Der Antrag zur Einführung eines Waffenregisters geht ins Leere, denn er ist ohnehin erforderlich. Aufgrund von EURegelungen ist es geboten, bis Ende 2014 ein Nationales Waffenregister einzuführen. Details werden in einer Arbeitsgruppe „Nationales Waffenregister“ verhandelt. Die Bund-Länder-Arbeitsgruppe hat Ende April erstmalig getagt. Für Ergebnisse ist es bislang noch zu früh.
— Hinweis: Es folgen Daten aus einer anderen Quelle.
Issue #45, opened 2022-02-17
Performance tests for merge only measure one active side


phausler:
The test currently measures the performance of merge as such:

```
  func test_merge2() async {
    await measureSequenceThroughput(output: 1) {
      merge($0, (0..<10).async)
    }
  }
```

Ideally we should measure cases where we have two inputs continuously emitting values. This likely needs a second emitter being added into `measureSequenceThroughput` so that it can be used for zip and other such combination APIs.

kingreza:
I think we can close this one out.

PR #114, opened 2022-03-26
#45 - Two sided performance test for merge

kingreza:
This PR extends `measureSequenceThroughput` to take two outputs so functions like merge/ zip etc can be tested by both sides.

### DIFF
--- a/Tests/AsyncAlgorithmsTests/Performance/TestThroughput.swift
+++ b/Tests/AsyncAlgorithmsTests/Performance/TestThroughput.swift
@@ -15,13 +15,13 @@ import AsyncAlgorithms
 #if canImport(Darwin)
 final class TestThroughput: XCTestCase {
   func test_chain2() async {
-    await measureSequenceThroughput(output: 1) {
-      chain($0, [].async)
+    await measureSequenceThroughput(firstOutput: 1, secondOutput: 2) {
+      chain($0, $1)
     }
   }
   func test_chain3() async {
-    await measureSequenceThroughput(output: 1) {
-      chain($0, [].async, [].async)
+    await measureSequenceThroughput(firstOutput: 1, secondOutput: 2, thirdOutput: 3) {
+      chain($0, $1, $2)
     }
   }
   func test_compacted() async {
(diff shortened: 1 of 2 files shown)


Tests/AsyncAlgorithmsTests/Performance/TestThroughput.swift
```diff
@@ -24,6 +24,11 @@ final class TestThroughput: XCTestCase {
       chain($0, [].async, [].async)
     }
   }
+  func test_chain4() async {
```
phausler, line 27: I think the names of these tests were intended to be per the number of inputs, so this is a test of chain 2 (but two sides active). @kperryua that was your intent right?

kingreza: Ah I see, if that's the case and confirmed I can make the change.

kingreza: I updated the tests, I also extended `measureSequenceThroughput` to take three parameters to cover the three input sequence for `chain`, `merge` and `zip`

phausler (approved):

Tests/AsyncAlgorithmsTests/Performance/ThroughputMeasurement.swift
```diff
@@ -87,6 +87,57 @@ extension XCTestCase {
     }
   }
   
+  public func measureSequenceThroughput<S: AsyncSequence, Output>(firstOutput: @autoclosure () -> Output, secondOutput: @autoclosure () -> Output, _ sequenceBuilder: (InfiniteAsyncSequence<Output>, InfiniteAsyncSequence<Output>) -> S) async where S: Sendable {
+    let metric = _ThroughputMetric()
+    let sampleTime: Double = 0.1
+    
+    measure(metrics: [metric]) {
+      let firstInfSeq = InfiniteAsyncSequence(value: firstOutput(), duration: sampleTime)
+      let secondInfSeq = InfiniteAsyncSequence(value: secondOutput(), duration: sampleTime)
```
kperryua, line 96: I just realized that the `duration` property on `InfiniteAsyncSequence` is vestigial from prior evoluation of this code. But we can handle removing that in a separate PR.

kperryua (approved):

Issue #120, opened 2022-03-28
Sendable conformance on _AsyncBytesBuffer.Storage allows unsafe concurrent access


mhjacobson:
In AsyncBufferedByteIterator.swift, `_AsyncBytesBuffer.Storage` (a class) conforms to `Sendable`, allowing it to be passed across concurrency boundaries.  Since concurrent access is allowed, classes conforming to `Sendable` are responsible for implementing internal synchronization, but `Storage` doesn't have any.

This means that it's possible to construct data races on the buffer of an `_AsyncBytesBuffer.Storage` (through copies of an `AsyncBufferedByteIterator`).  (See [this gist](https://gist.github.com/mhjacobson/ad1a1dee71f3f0e50102d62b6af0d49f) for an example.)  Here's what happens:

1. Multiple instances of `_AsyncBytesBuffer` value can share a single `Storage`.  If the multiple instances are read from on separate threads, then their `readFunction`s may be called concurrently, with the same pointer argument.  Since the job of the `readFunction` is to fill in the pointee bytes, there is a write/write data race on those bytes

2. Similarly, one copy may be reading from the `Storage` while another is calling its `readFunction`, producing a read/write data race on the bytes

mhjacobson:
I'll note that, disregarding the data races, even non-concurrent use of multiple copies of an `AsyncBufferedBytesIterator` has maybe unexpected behavior.  If one copy reloads before other copies have reached the end of the buffer, the other copies will skip bytes.

Therefore, it's not clear to me what guarantees `AsyncBufferedBytesIterator` intends to make about use of copies in general.

However, I might suggest that if using multiple copies of an `AsyncBufferedBytesIterator` is discouraged, then perhaps `AsyncBufferedBytesIterator` could itself be made a reference type (at least, until the language supports move-only types).

One solution might be to make it an actor, which would fix the data races, too...

phausler:
actor in this case is way too expensive and will introduce another race to an out of order access.

PR #121, opened 2022-03-28
#120 Ensure concurrent access to `AsyncBufferedByteIterator` does not crash from dangling pointers

phausler:
This resolves issue #120 by ensuring the shared buffers are reloaded independently. This does not promise any data consistency across tasks, but does ensure that the iteration can be sent as a move from one task to another.

### DIFF
--- a/Sources/AsyncAlgorithms/AsyncBufferedByteIterator.swift
+++ b/Sources/AsyncAlgorithms/AsyncBufferedByteIterator.swift
@@ -110,6 +110,24 @@ internal struct _AsyncBytesBuffer: @unchecked Sendable {
     }
     try Task.checkCancellation()
     do {
+      // If two tasks have access to this iterator then the references on
+      // the storage will be non uniquely owned. This means that any reload
+      // must happen into it's own fresh buffer. The consumption of those
+      // bytes between two tasks are inherently defined as potential
+      // duplication by the nature of sending that buffer across the two
+      // tasks - this means that the brief period in which they may be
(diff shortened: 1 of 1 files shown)


Sources/AsyncAlgorithms/AsyncBufferedByteIterator.swift
```diff
@@ -110,6 +110,24 @@ internal struct _AsyncBytesBuffer: @unchecked Sendable {
...
+      // edge case of making the iterator and sending that across to two
+      // places to iterate is asking for something bizzare and the answer
+      // should not be crash, but it definitely cannot be consistent.
+      //
+      // The unique ref check is here to prevent the potentials of a crashing
+      // secnario.
+      if !isKnownUniquelyReferenced(&storage) {
+        // The count is not mutated across invocations so the access is safe.
+        let capacity = storage.buffer.count
+        storage = Storage(capacity: capacity)
```
parkera, line 129: So - if it doesn't crash, but it is an inconsistent state, perhaps we should *always* crash instead, by asserting? What do we expect the behavior to actually be if two tasks are using the same iterator?

phausler: In raw technical terms this type is a move-only Sendable type. We don't have move only semantics yet.

parkera: Ok, thanks for the additional info.

kperryua (approved):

Es zeichnet sich jedoch bereits ab, dass deutlich vor dem geforderten Stichtag vermutlich ein zentrales computergestütztes Waffenregister eingeführt werden wird.

Seit der letzten Änderung des Waffengesetzes im März 2008 wurde bereits das Führen von Anscheinswaffen in der Öffentlichkeit verboten. Erfahrungen sind erst einmal abzuwarten. Wir lehnen dies zum jetzigen Zeitpunkt ab.

Aus meiner Sicht sind waffenrechtliche Regelungen erforderlich, die eng an das konkrete Bedürfnis geknüpft sind, die die sichere Verwahrung von Waffen und Munition in den Vordergrund stellen, eine umfassende Kontrolle und einen effektiven Vollzug des Waffenrechts ermöglichen und gleichzeitig keine unzumutbaren Einschränkungen für Schützen und Jäger beinhalten. Diesem Anspruch werden die von mir skizzierten Regelungen gerecht.

Zukünftig wird es aber auch keine „einfachen Antworten“ darauf geben, wie es zu diesem Amoklauf kam und wie künftige Taten verhindert werden können. Dies ist nicht nur eine Frage des Waffenrechts, sondern unsere gesamte

Gesellschaft ist gefordert – die Schulen, die Familien, die Medien und der Jugendschutz.

Meine Damen und Herren! Die 137. Sitzung des 4. Sächsischen Landtages ist beendet. Das Präsidium hat die 138. Sitzung für Mitt

woch, den 24. Juni 2009, 10:00 Uhr, einberufen. Bis dahin alles Gute!